Output all the data exactly as it appears below.

Records contained in a dataset
============================================================

PR #1407, opened 2021-07-27
Fix! Render secret in operator namespace

asincu:
## Description

Render `tigera-packetcapture-server-tls` in the operator namespace.

## For PR author

- [ ] Tests for change.

## For PR reviewers

- [ ] Appropriate labels:

### DIFF
--- a/pkg/render/packet_capture_api.go
+++ b/pkg/render/packet_capture_api.go
@@ -58,7 +58,7 @@ type packetCaptureApiComponent struct {
 	image              string
 	csrInitImage       string
 	keyValidatorConfig authentication.KeyValidatorConfig
-	serverCertSecret   *corev1.Secret
+	serverCertSecrets  []*corev1.Secret
 	clusterDomain      string
 }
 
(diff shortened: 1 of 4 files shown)


pkg/render/packet_capture_api.go
```diff
@@ -68,12 +68,16 @@ func PacketCaptureAPI(pullSecrets []*corev1.Secret, openshift bool,
 	serverCertSecret *corev1.Secret,
 	clusterDomain string) Component {
 
+	var serverCertSecrets []*corev1.Secret
+	serverCertSecrets = append(serverCertSecrets, serverCertSecret)
```
tmjd, line 72: I don't think we should be returning this secret in the objs to create. Because if the user had provided this secret the operator will now place an OwnerReference for itself on the secret.
I realize you maybe copied this from another controller because I think we incorrectly do that in some other controllers.

asincu: Ok, then when/how are the auto-generated secrets actually created  ?

tmjd: Just to summarize what was discussed elsewhere.
A secret (or probably any resource) passed in to a render should not return that same resource to be created.
The secret passed in should be created somehow by the Reconcile.

asincu: @tmjd https://github.com/tigera/operator/pull/1407/commits/a0456e4fea2267c06f7a3e591db2dc707fb39ff2

tmjd (approved):
LGTM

============================================================

- **EXPECTED OUTPUT**
PR #1407, opened 2021-07-27
Fix! Render secret in operator namespace

asincu:
## Description

Render `tigera-packetcapture-server-tls` in the operator namespace.

## For PR author

- [ ] Tests for change.

## For PR reviewers

- [ ] Appropriate labels:

### DIFF
--- a/pkg/render/packet_capture_api.go
+++ b/pkg/render/packet_capture_api.go
@@ -58,7 +58,7 @@ type packetCaptureApiComponent struct {
 	image              string
 	csrInitImage       string
 	keyValidatorConfig authentication.KeyValidatorConfig
-	serverCertSecret   *corev1.Secret
+	serverCertSecrets  []*corev1.Secret
 	clusterDomain      string
 }
 
(diff shortened: 1 of 4 files shown)


pkg/render/packet_capture_api.go
```diff
@@ -68,12 +68,16 @@ func PacketCaptureAPI(pullSecrets []*corev1.Secret, openshift bool,
 	serverCertSecret *corev1.Secret,
 	clusterDomain string) Component {
 
+	var serverCertSecrets []*corev1.Secret
+	serverCertSecrets = append(serverCertSecrets, serverCertSecret)
```
tmjd, line 72: I don't think we should be returning this secret in the objs to create. Because if the user had provided this secret the operator will now place an OwnerReference for itself on the secret.
I realize you maybe copied this from another controller because I think we incorrectly do that in some other controllers.

asincu: Ok, then when/how are the auto-generated secrets actually created  ?

tmjd: Just to summarize what was discussed elsewhere.
A secret (or probably any resource) passed in to a render should not return that same resource to be created.
The secret passed in should be created somehow by the Reconcile.

asincu: @tmjd https://github.com/tigera/operator/pull/1407/commits/a0456e4fea2267c06f7a3e591db2dc707fb39ff2

tmjd (approved):
LGTM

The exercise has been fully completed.